DATASET RECORDS Start Marker

PR #306, opened 2021-02-03
fix(deadline): VersionQuery cross-stack issue

kozlove-aws:
### Problem
The VersionQuery RFDK construct abuses the CloudFormation resource model.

DATASET RECORDS End Marker

#### ABOUT THIS EXERCISE
Type out every record above once more, exactly.

#### WRITTEN RESPONSE
PR #306, opened 2021-02-03
fix(deadline): VersionQuery cross-stack issue

kozlove-aws:
### Problem
The VersionQuery RFDK construct abuses the CloudFormation resource model.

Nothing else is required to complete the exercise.